Questão 25 do ENEM 2022Linguagens

ENEM 2022Linguagens1ª aplicação

A conquista da medalha de prata por Rayssa Leal, no skate street nos Jogos Olímpicos, é exemplo da representatividade feminina no esporte, avalia a âncora do jornal da rede de televisão da CNN. A apresentadora, que também anda de skate, celebrou a vitória da brasileira, que entrou para a história como a atleta mais nova a subir num pódio defendendo o Brasil. “Essa representatividade do esporte nos Jogos faz pensarmos que não temos que ficar nos encaixando em nenhum lugar. Posso gostar de passar notícia e, mesmo assim, gostar de skate, subir montanha, mergulhar, andar de bike, fazer yoga”. Temos que parar de ficar enquadrando as pessoas dentro das regras. A gente vive num padrão no qual a menina ganha boneca, mas por que também não fazer um esporte de aventura? Por que o homem pode se machucar, cair de joelhos, e a menina tem que estar sempre lindinha dentro de um padrão? Acabamos limitando os talentos das pessoas”, afirmou a jornalista, sobre a prática do skate por mulheres.

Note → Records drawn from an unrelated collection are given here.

PR #1699, opened 2020-06-30
Further reduce animated WebP image size by ~5% when min_size is set

lovell:
When `min_size` has been explicitly set to minimise the size of an animated WebP image, also setting `allow_mixed` allows the encoder to evaluate and mix both lossy and lossless frames.

See https://github.com/webmproject/libwebp/commit/f29bf582df2349b29264e188670750b54850651e

The original claim is a 5% reduction, but I've seen anywhere from a ~2%-15% reduction depending on the input. There doesn't appear to be any increase in compression time and I've not seen any increase in file size so this seems like a safe setting.


jcupitt:
Nice!

Issue #1084, opened 2018-09-11
look at libnsgif


jcupitt:
It seems libnsgif is quite a bit better than giflib:

https://www.netsurf-browser.org/projects/libnsgif/

We should look into swapping our gif load library.

jcupitt:
libnsgif uses the NetSurf build system and is awkward to make in isolation. Here's a fork of libnsgif with an autotools build system ready for adding to the libvips stack.

https://github.com/jcupitt/libnsgif

jcupitt:
libvips branch for working on libnsgif support

https://github.com/jcupitt/libvips/tree/add-libnsgif-support

kleisauke:
It seems that giflib recently removed the Autotools build system in favour of a hand-written Makefile. This will cause problems for cross-compilation.

GEGL (used by GIMP) seems to have moved to libnsgif (by [copying it to the libs folder](https://github.com/GNOME/gegl/tree/a07cbdf3c9fb5e78ce709d8950ab086e54ca2997/libs/libnsgif)). GDK-PixBuf is also considering switching to libnsgif: https://gitlab.gnome.org/GNOME/gdk-pixbuf/issues/46.

jcupitt:
Argh! How annoying.

I posted a begging note:

https://sourceforge.net/p/giflib/feature-requests/6/

Though I doubt if it'll help. I'll fix up the half-done libnsgif loader.

jcupitt:
Branch with a half-done gif loader using libnsgif

https://github.com/libvips/libvips/tree/add-libnsgif

lovell:
I'd be very happy to help test a libnsgif-based loader when it's ready to do so.

Recently I've experienced not only build system changes to giflib patch releases but also API/ABI breakages. Homebrew is pinned to giflib v5.1.4 due to these and the binaries provided by sharp are locked likewise.

https://sourceforge.net/p/giflib/bugs/132/
https://sourceforge.net/p/giflib/bugs/133/

jcupitt:
And at least that second problem is because esr abandoned autotools, sigh.

I'll add fixing up that libnsgif loader to the to-do list. Unless anyone else fancies a go?

jcupitt:
This branch now has a working GIF loader based on libnsgif:

https://github.com/libvips/libvips/tree/add-libnsgif

[...]

PR #1709, opened 2020-07-07
Add libnsgif support

jcupitt:
See this issue for notes on this PR: https://github.com/libvips/libvips/issues/1084

This is probably too late for 8.10. Let's look at this again during the 8.11 cycle.


jcupitt:
I moved the libnsgif source into the tree and removed the old giflib code, so we now have no external dependencies for GIF load.

I added a `--without-nsgif` flag to configure to disable GIF load if you wish.

jcupitt:
Unfortunately it seems libnsgif has non-functioning `DISPOSE_PREVIOUS` handling again, I'll investigate.

tlsa:
@jcupitt Thanks for the patch, I have appied it upstream.

http://git.netsurf-browser.org/libnsgif.git/commit/?id=3665353c4da1dfb7b4a1d9fa412f0dec2cb673d2

jcupitt:
Hi @tlsa, thanks for applying the patch! Hopefully I didn't break some other case :( GIF has to be the worst image format ever :(

lovell:
Apologies for not being able to test this earlier, before merging.

Using [rotating-squares.gif](https://github.com/lovell/sharp/blob/master/test/fixtures/rotating-squares.gif) as sample input shows a difference in the reported metadata.

Before:
```
$ vipsheader -a rotating-squares.gif 
...
n-pages: 30
loop: 0
delay: 30 30 30 30 30 30 30 30 30 30 30 30 30 30 30 30 30 30 30 30 30 30 30 30 30 30 30 30 30 30 
```
After:
```
$ vipsheader -a rotating-squares.gif 
...
n-pages: 30
delay: 30
```

lovell:
The missing `loop` property can be fixed with the following diff, but I'm less sure about the right approach for `delay`:
```diff
--- a/libvips/foreign/nsgifload.c
+++ b/libvips/foreign/nsgifload.c
@@ -285,6 +285,7 @@ vips_foreign_load_nsgif_set_header( VipsForeignLoadNsgif *gif,
        vips_image_set_int( image, VIPS_META_N_PAGES, 
                gif->frame_count_displayable );
        vips_image_set_int( image, "gif-loop", gif->anim->loop_count );
+       vips_image_set_int( image, "loop", gif->anim->loop_count );
 
        vips_image_set_array_int( image, "delay", gif->delay, gif->n );
```

jcupitt:
Drat, sorry Lovell, I should have tested more carefully.

I think it's all fixed with https://github.com/libvips/libvips/commit/89c12b0e62ff9ce019a388f2fe53ac83a498366e if you have time to test.

lovell:
@jcupitt Your fix looks good, thank you.

lovell:
@jcupitt Is it possible to recover from `GIF_INSUFFICIENT_FRAME_DATA`? There are ~25 places in `libnsgif.c` that can return this status, which makes it feel more like something that should always fail fast.

jcupitt:
Oh interesting, I'm not sure. Do you have an example gif which behaves badly?

lovell:
https://bugs.chromium.org/p/oss-fuzz/issues/detail?id=32607 is a 23 byte GIF file that claims to be 16448x73536.

jcupitt:
Oh wow OK that's bad. 

I'm planning to work on jp2k compression in tiff today, so if anyone else has time to fix this, please go ahead!

PR #1727, opened 2020-07-19
Fix undefined-shift in scanline_read_old

kleisauke:
See for details: https://bugs.chromium.org/p/oss-fuzz/issues/detail?id=24230.

As an aside,
I somehow couldn't reproduce this within the Travis build, see:
https://travis-ci.org/github/kleisauke/libvips/jobs/709682348

Perhaps there's a `-fsanitize=` check missing within our flags?
https://github.com/libvips/libvips/blob/72ca38cab0616795dc7b67a688c9a0c2027a9ecc/.travis.yml#L113

For reference, here are the undefined sanitizer flags set by OSS-Fuzz:
https://github.com/google/oss-fuzz/blob/b4bf7839051cc7bcc9f4d1989eaab82865bae367/infra/base-images/base-builder/Dockerfile#L93


libvips/foreign/radiance.c
```diff
@@ -546,7 +546,7 @@ scanline_read_old( VipsSbuf *sbuf, COLR *scanline, int width )
 			scanline[0][BLU] == 1 ) {
 			int i;
```
jcupitt, line 547: Should i be a guint? Otherwise 255 << 24 will make a huge -ve number and break the loop.

I don't think it's dangerous, but it would be a decode error.

kleisauke: Ah, I overlooked that one. Commit https://github.com/libvips/libvips/commit/aac17486152b90de3f5d22cca1b30de1be6333fb fixes this. It is now able to decode `thumbnail_fuzzer-5111890150424576` without any problems.

kleisauke:
It seems that UBSan didn't exits with a non-zero code on error. Commit https://github.com/kleisauke/libvips/commit/5f0abaceb4d5177c56b1fecb4f4b91535cb569fc on the [`oss-fuzz-24230-travis`](https://github.com/kleisauke/libvips/commits/oss-fuzz-24230-travis) branch resolves this. However it revealed new UBSan errors on the existing corpus, see:
https://travis-ci.org/github/kleisauke/libvips/jobs/709752013
```
flatten.c:190:4: runtime error: 1.64485e+07 is outside the range of representable values of type 'unsigned short'
scRGB2sRGB.c:114:11: runtime error: 8224 is outside the range of representable values of type 'unsigned char'
mosaic_fuzzer.cc:47:56: runtime error: member access within misaligned address 0x60b0000004c3 for type 'struct mosaic_opt', which requires 2 byte alignment
```

I could resolve the last error with commit https://github.com/kleisauke/libvips/commit/161e66746eadc571a5e1fa46a94c5d1e02236959, see:
https://travis-ci.org/github/kleisauke/libvips/jobs/709931677

I'm not sure what's causing these other errors, maybe a `VIPS_CLIP` is missing?

jcupitt:
No, I'm not sure either. Let's merge this nice improvement for now and look at the other error in a new issue.

kleisauke:
Here's a work-in-progress branch to fix the remaining UBSan errors:
https://github.com/libvips/libvips/compare/master...kleisauke:fix-ubsan-errors

Relevant Travis build:
https://travis-ci.org/github/kleisauke/libvips/jobs/710731533

A `VIPS_CLIP` was missing in `vips_scRGB2sRGB_line_8`. I also added this in `vips_scRGB2BW_line_8`, just to be on the safe side. I fixed the `vips_flatten` UBSan error with some saturated casts for the int types (copied from `vips_cast`).

It still needs some commit polishing and I'm not sure if there's a better way to fix that UBSan error in `vips_flatten`. What do you think?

Disponível em: www.cnnbrasil.com.br. Acesso em: 31 out. 2021 (adaptado).

O discurso da jornalista traz questionamentos sobre a relação da conquista da skatista com a
A
conciliação do jornalismo com a prática do skate.
B
inserção das mulheres na modalidade skate street.
desconstrução da noção do skate como modalidade masculina.
Resposta correta
D
vanguarda de ser a atleta mais jovem a subir no pódio olímpico
E
conquista de medalha nos Jogos Olímpicos de Tóquio.
Gabarito oficial: alternativa C

Resolução comentada

Para resolver essa questão, precisamos analisar o foco da argumentação construída pela jornalista no texto-base. O comando nos pede para identificar sobre o que recaem os questionamentos feitos por ela a partir da conquista da skatista Rayssa Leal.

Lendo o texto com atenção, percebemos que a jornalista utiliza a vitória de Rayssa como um ponto de partida para uma reflexão social muito mais profunda. Ela destaca frases como: “A gente vive num padrão no qual a menina ganha boneca, mas por que também não fazer um esporte de aventura?” e “Por que o homem pode se machucar, cair de joelhos, e a menina tem que estar sempre lindinha dentro de um padrão?”.

Essas perguntas retóricas têm um alvo claro: os estereótipos de gênero. Historicamente, a sociedade construiu a ideia de que esportes radicais, que envolvem risco e a possibilidade de se machucar, pertencem ao universo masculino, enquanto às meninas seriam reservados papéis associados à delicadeza e ao cuidado (simbolizados pela boneca e pela exigência de estar "lindinha").

Ao celebrar a vitória de uma menina no skate street, a jornalista está questionando e combatendo essas regras invisíveis que limitam os talentos das pessoas. Ou seja, ela está promovendo a quebra de um preconceito.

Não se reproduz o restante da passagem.